I medici hanno ricoverato ieri sera Alessandro Di Battista in ospedale a Cuba. Il Corriere della Sera diffonde la notizia per primo. L’ex esponente del Movimento 5 Stelle raggiunge la struttura sanitaria in condizioni molto serie. L’ambulanza trasporta l’ex deputato a Santa Clara, a circa 300 chilometri da L’Avana. Al momento, tuttavia, i sanitari non rilasciano ulteriori aggiornamenti sul quadro clinico.
Undici ore fa l’ex parlamentare pubblica una storia su Instagram. A Cuba l’orologio segna circa le 19. Successivamente, Di Battista accusa un malore improvviso con forti mal di testa. L’ex deputato si trova nell’isola caraibica per girare un reportage per conto di Seif e TvLoft. I medici, d’altronde, ignorano ancora l’origine precisa del malessere e non sciolgono la prognosi.
Intanto il Movimento 5 Stelle diffonde subito una nota ufficiale. La comunità pentastellata apprende la notizia con grandissima apprensione. Inoltre, il gruppo confida in rapidi aggiornamenti positivi. Gli esponenti del movimento stringono quindi la famiglia di Di Battista in un abbraccio caloroso.
Anche la diplomazia italiana si attiva immediatamente per seguire il caso. Infatti, il ministro degli Esteri Antonio Tajani contatta costantemente l’ambasciata italiana a Cuba. Tajani dichiara di pregare per la salute del reporter. Inoltre, la Farnesina garantisce piena assistenza a Di Battista e a tutti i suoi familiari.
Nel frattempo, molti esponenti politici manifestano forte solidarietà. Il deputato di Fratelli d’Italia Alfredo Antoniozzi esprime grande affetto e totale fiducia nella pronta guarigione. Allo stesso modo, Angelo Bonelli di Alleanza Verdi Sinistra manifesta profonda apprensione per le sue condizioni cliniche. Perfino la Lega pubblica sui social un caloroso messaggio di incoraggiamento per l’ex parlamentare.
Infatti, Di Battista rappresenta da anni una figura centrale della politica italiana. Nel 2009 egli aderisce subito al Movimento 5 Stelle di Beppe Grillo e Gianroberto Casaleggio. Successivamente, nel 2013, conquista un seggio alla Camera dei Deputati. Durante la legislatura lavora nella Commissione Affari Esteri. Nel 2014, inoltre, entra a far parte del direttorio nazionale del Movimento.

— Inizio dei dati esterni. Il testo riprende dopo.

PR #723, opened 2026-08-27
SoF conformance: ViewDefinition search parameters and fixture housekeeping

### LINKED ISSUE #570: SoF 3.0.0-ballot: register the ViewDefinition search parameters and advertise them
Becoming a resource brings the standard FHIR read and search machinery with it. 3.0.0-ballot publishes the standard metadata search parameters for ViewDefinition, so a server can be queried for views by `url`, `identifier`, `name`, `status`, `publisher`, `date`, `context` and the remaining metadata parameters, in the same manner as any other canonical resource.

Version 2.0.0 provided no means of discovering the views a server holds, because a logical model has no endpoint. That gap is now closed by the spec, and we should close it here.

## Current state

We store ViewDefinitions and resolve them by canonical URL (`crates/rest/src/handlers/sof/references.rs::resolve_by_canonical_url` issues a `url=` search), so *something* answers a `url` lookup today. What is missing is the registered SearchParameter set that makes `GET /ViewDefinition?...` work generally, and the CapabilityStatement entry advertising it.

The parameter bundle is published upstream at `input/resources/viewdefinition/bundle-ViewDefinition-search-params.xml`, under canonicals of the form `http://hl7.org/fhir/uv/sql-on-fhir/SearchParameter/ViewDefinition-{code}`.

## Work

- Add the ViewDefinition search parameters to `data/search-parameters-{r4,r4b,r5,r6}.json`, the files the registry loads.
- Confirm they survive `SearchParameterRegistry::load_from_spec_file`. Two known traps: `register()` rejects duplicate URLs but `params_by_type` uses `HashMap::insert`, so a same-code parameter under a different URL silently overrides the lookup; and `SearchParameterStatus::Draft` parameters are filtered out by `get_active_params()` (the spec-file loader converts draft→active, the embedded loader does not).
- Advertise them on the ViewDefinition entry in the CapabilityStatement. The spec also says that if a server supports CRUD and search for ViewDefinition, `rest.resource` SHALL carry an entry for it whose `interaction` array includes read, search-type, write, patch, delete and create — and the same for `Library`, of which SQLQuery and SQLView are profiles. Worth checking `build_resource_capability` already covers both types.
- Tests: `GET /ViewDefinition?url=…`, `?name=…`, `?status=…`, and a `_lastUpdated`/`date` range, at least on SQLite.

## Acceptance

- `GET /ViewDefinition?url=http://example.org/…` returns the matching view through the ordinary search path, not only through the SoF resolver.
- The metadata parameters listed above are advertised in the CapabilityStatement's ViewDefinition entry.
- ViewDefinition and Library both carry the full CRUD + search interaction set in `rest.resource`.

### LINKED ISSUE #571: SoF 3.0.0-ballot housekeeping: rename the conformance fixture directory, re-sync fixtures, sweep stale links
Loose ends left over from tracking SQL on FHIR 3.0.0-ballot. None of these change behaviour; they are naming and provenance.

## The conformance-fixture directory name

`crates/sof/tests/sql-on-fhir-v2/` is named for a release we no longer track. The fixtures inside are current — they include `repeat.json` and `row_index.json`, and the README already points at `FHIR/sql-on-fhir.js`, which is where the suite lives now that the specification moved to HL7 under CC0 while the reference implementation stayed with the FHIR Foundation under MIT.

Renaming the directory to something version-neutral (`sql-on-fhir/`, or `conformance/`) touches 13 path references across 6 test files. Purely mechanical; deferred out of the ballot work to keep that diff reviewable.

## Re-sync the fixtures

The README documents a `curl` loop that re-fetches each file by name, plus a note to pick up newly-added upstream files by hand. Worth an actual run — the suite is now versioned with the reference implementation rather than with the specification, so it moves on its own cadence and our copy can drift silently.

While re-syncing, check whether the `PASS_FLOOR` ratchets in the three in-DB conformance suites (`sof_conformance.rs`, `sof_conformance_postgres.rs`, `sof_conformance_mongodb.rs`, all at 132) should move. They are ratchets, so new upstream fixtures will push the total up without pushing the floor.

## Remaining `sql-on-fhir-v2` references in prose

A handful of doc links still point at `build.fhir.org/ig/FHIR/sql-on-fhir-v2`, which is the continuous build of the old repository. The published location is `http://hl7.org/fhir/uv/sql-on-fhir`. Most were updated; a sweep for stragglers (including in generated `crates/fhir/src/r*.rs` doc comments, which come from the vendored StructureDefinition) is worth doing once.

## Package identifier

The guide's package identifier changed from `org.sql-on-fhir.ig` to `hl7.fhir.uv.sql-on-fhir`. We do not consume the package today — `crates/fhir-gen` reads the StructureDefinition directly — so nothing depends on this. Recorded as `IG_PACKAGE_ID` in `crates/sof/src/canonical.rs` for whenever something does.

### LINKED ISSUE #718: Decide: keep or rename crates/sof/tests/sql-on-fhir-v2 (path stability vs version-neutral name)
## Context

Issue #571 asks to rename `crates/sof/tests/sql-on-fhir-v2/` to something version-neutral, since the fixtures now track SQL on FHIR 3.0.0-ballot rather than v2.

However, the directory's own README takes the opposite position — added in c572e551b (2026-08-19, one day after #571 was opened):

> The directory is still named `sql-on-fhir-v2` **for path stability**; the fixtures themselves track the current reference implementation.

So there are two documented, conflicting positions, and the rename should not be executed (or discarded) silently. The M2 housekeeping work will proceed **without** the rename; this issue exists to settle the naming question explicitly.

## The two positions

**Keep `sql-on-fhir-v2` (status quo, per the README):**
- Path stability: ~14 references across 3 crates (`sof`, `rest`, `persistence`) never churn again.
- External references (docs, muscle memory, scripts) keep working.
- The name is cosmetic; the README already explains the mismatch.

**Rename to a version-neutral name (`sql-on-fhir/` or `conformance/`, per #571):**
- The name stops lying about what the fixtures track.
- One mechanical change now vs a permanently confusing name.
- Every future reader pays a small comprehension tax with the current name.

## Ask

Decide one of the two and record it:
- **Keep** -> close this issue and strike the rename bullet from #571 (the rest of #571 — fixture re-sync, `PASS_FLOOR` ratchet, link sweep verification — proceeds either way).
- **Rename** -> the M2 ticket picks it up, and the README note is removed in the same change.

Refs: #571, c572e551b, `crates/sof/tests/sql-on-fhir-v2/README.md:12`.

andyguz17:
## Summary

**ViewDefinition search parameters (#570)**
- Add `data/sql-on-fhir-search-parameters.json`: the 17 `ViewDefinition` SearchParameters (`url`, `name`, `status`, `date`, `version`, `identifier`, `title`, `description`, `publisher`, `jurisdiction`, `resource`, `profile`, and the `context*` family) copied from the current official SQL-on-FHIR IG build (`hl7.fhir.uv.sql-on-fhir` 3.0.0-ballot) under their official core-namespace canonicals (`http://hl7.org/fhir/SearchParameter/ViewDefinition-{code}`). The file is loaded through the existing custom-file mechanism (any `data/*.json` not matching `search-parameters-*.json`), so the verbatim HL7 spec artifacts `data/search-parameters-r*.json` and the loader's production code are untouched.
- One deliberate, documented deviation from the published build: the two composite parameters (`context-type-quantity`, `context-type-value`) reference their components via legacy `uv/sql-on-fhir` canonicals upstream, which would never resolve in the registry (components would be silently skipped and the composites would index nothing). Our copy uses the core canonicals for those four `component.definition` values.
- New tests: loader/registry survival tests per FHIR version (all 17 registered, active, retrievable by code and canonical, benign collision with the embedded fallback), an extractor-level test proving the composite `context` parameters actually index a matching `useContext`, and an integration suite (`crates/rest/tests/view_definition_search_params.rs`, 25 tests) covering `GET /ViewDefinition?url|name|status|date|_lastUpdated`, the CapabilityStatement entry (full interaction set + advertised searchParams; `Library` full interaction set), and a `$reindex` round trip restoring searchability of pre-existing ViewDefinitions.
- Docs: the REST README notes that pre-existing ViewDefinitions require `$reindex` after upgrading to become searchable by the new parameters; the HFS README's data-directory tree lists the new file.

**Conformance fixture housekeeping (#571)**
- Re-sync the SQL-on-FHIR conformance fixtures from upstream (byte-verbatim). Only `tests/repeat.json` changed (upstream fixture-data fix: required `Questionnaire.status` added, an invalid childless `group` item changed to `display`). No fixtures added or removed.
- Rename the fixture directory from `crates/sof/tests/sql-on-fhir-v2/` to the version-neutral `crates/sof/tests/sql-on-fhir/`, as decided in #718: the fixtures track the current spec (3.0.0-ballot), not v2. Pure `git mv` (all 22 fixtures byte-identical), all path references updated, and the README's path-stability note removed in the same change. The one historical citation to the old `FHIR/sql-on-fhir-v2` GitHub repository (a PR reference in `emit.rs`) is kept as provenance.
- Pin the fixture JSON files to LF in `.gitattributes` so byte-verbatim comparison against upstream stays clean on Windows checkouts.
- Conformance pass counts are unchanged after the re-sync and rename: 132/144 on SQLite, PostgreSQL, and MongoDB (`PASS_FLOOR` stays 132; the 12 remaining failures are the documented engine gap).

## Testing
- `cargo fmt --all -- --check`, `cargo clippy -p helios-fhir -p helios-rest -p helios-persistence --all-targets -- -D warnings`
- `cargo test -p helios-fhir search` (default + `--all-features`), `cargo test -p helios-persistence --lib search::extractor`, `cargo test -p helios-rest` (full suite), `cargo test -p helios-sof --tests`
- Conformance suites on SQLite, PostgreSQL, and MongoDB (Docker): 132/144 each, floor met — re-verified after the directory rename
- Key suites re-run after merging `main` back into the branch: all green
- Manual smoke against a live server: create + search by `url`/`name`/`status`/`date`/`_lastUpdated`, CapabilityStatement entry verified

Fixes #570
Fixes #571
Closes #718


crates/fhir/src/search/loader.rs
```diff
@@ -952,4 +1015,146 @@ mod tests {
...
         );
     }
+
+    // ---- ViewDefinition SearchParameters survive the real loader/registry (#570) ----
+
+    /// The 17 SQL-on-FHIR IG canonicals shipped in every
+    /// `search-parameters-r*.json` file, keyed by their `code`.
+    const VIEW_DEFINITION_PARAM_CODES: &[&str] = &[
+        "context",
+        "context-quantity",
```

Tuttavia, nel 2017 Di Battista annuncia la rinuncia a una nuova candidatura parlamentare per il 2018. Egli mantiene comunque l’adesione convinta al partito. Successivamente, nel febbraio 2021, arriva la rottura definitiva. Di Battista contesta duramente l’appoggio del Movimento 5 Stelle al governo Draghi. Pertanto, l’ex deputato abbandona definitivamente il gruppo dopo oltre undici anni.
Infine, l’attivista prosegue il proprio impegno pubblico al di fuori del Parlamento. Dal 2023 assume infatti la carica di vicepresidente dell’associazione Schierarsi. Gli osservatori ipotizzano un futuro ritorno elettorale tramite questa associazione. Tuttavia, Di Battista non conferma mai ufficialmente questa ipotesi politica.